● RECORDS PROVIDED:
*** Begin section ***

PR #2369, opened 2023-12-12
added note for known typo

l-trotta:
The `ManagedBy` enum has a field, `Data stream lifecycle`, which should have been written like `Data Stream Lifecycle`.
This is not correct, but it's already part of the API and there are special cases for it in tests, so this PR adds a comment to notify future contributors of this anomaly.


specification/indices/_types/DataStream.ts
```diff
@@ -32,7 +32,9 @@ import { DataStreamLifecycleWithRollover } from '@indices/_types/DataStreamLifec
 enum ManagedBy {
   /** @codegen_name ilm */
   'Index Lifecycle Management',
-  /** @codegen_name datastream */
+  /** This should have been written with capital letters, it's a known typo and should not be corrected
+   * since the test cases have already been written
+   * @codegen_name datastream */
```
swallez, line 37: Nitpicking: can you move `*/` to the next line?

specification/indices/_types/DataStream.ts
```diff
@@ -32,7 +32,11 @@ import { DataStreamLifecycleWithRollover } from '@indices/_types/DataStreamLifec
 enum ManagedBy {
   /** @codegen_name ilm */
   'Index Lifecycle Management',
-  /** @codegen_name datastream */
+  /**
```
swallez, line 35: Thinking further, this note should be a regular code comment aimed at API spec maintainers and not a JSDoc comment aimed at users (JSDoc comments end up in client libraries (e.g. Javadoc) and API documentation).

Something like:
```ts
/** codegen_name datastream */
// This should have been...
```

swallez (approved):
LGTM. Thanks!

*** End section ***

● YOUR OBJECTIVE: Take the entries above and transcribe them exactly as they stand.

● WRITTEN RESPONSE:
PR #2369, opened 2023-12-12
added note for known typo

l-trotta:
The `ManagedBy` enum has a field, `Data stream lifecycle`, which should have been written like `Data Stream Lifecycle`.
This is not correct, but it's already part of the API and there are special cases for it in tests, so this PR adds a comment to notify future contributors of this anomaly.


specification/indices/_types/DataStream.ts
```diff
@@ -32,7 +32,9 @@ import { DataStreamLifecycleWithRollover } from '@indices/_types/DataStreamLifec
 enum ManagedBy {
   /** @codegen_name ilm */
   'Index Lifecycle Management',
-  /** @codegen_name datastream */
+  /** This should have been written with capital letters, it's a known typo and should not be corrected
+   * since the test cases have already been written
+   * @codegen_name datastream */
```
swallez, line 37: Nitpicking: can you move `*/` to the next line?

specification/indices/_types/DataStream.ts
```diff
@@ -32,7 +32,11 @@ import { DataStreamLifecycleWithRollover } from '@indices/_types/DataStreamLifec
 enum ManagedBy {
   /** @codegen_name ilm */
   'Index Lifecycle Management',
-  /** @codegen_name datastream */
+  /**
```
swallez, line 35: Thinking further, this note should be a regular code comment aimed at API spec maintainers and not a JSDoc comment aimed at users (JSDoc comments end up in client libraries (e.g. Javadoc) and API documentation).

Something like:
```ts
/** codegen_name datastream */
// This should have been...
```

swallez (approved):
LGTM. Thanks!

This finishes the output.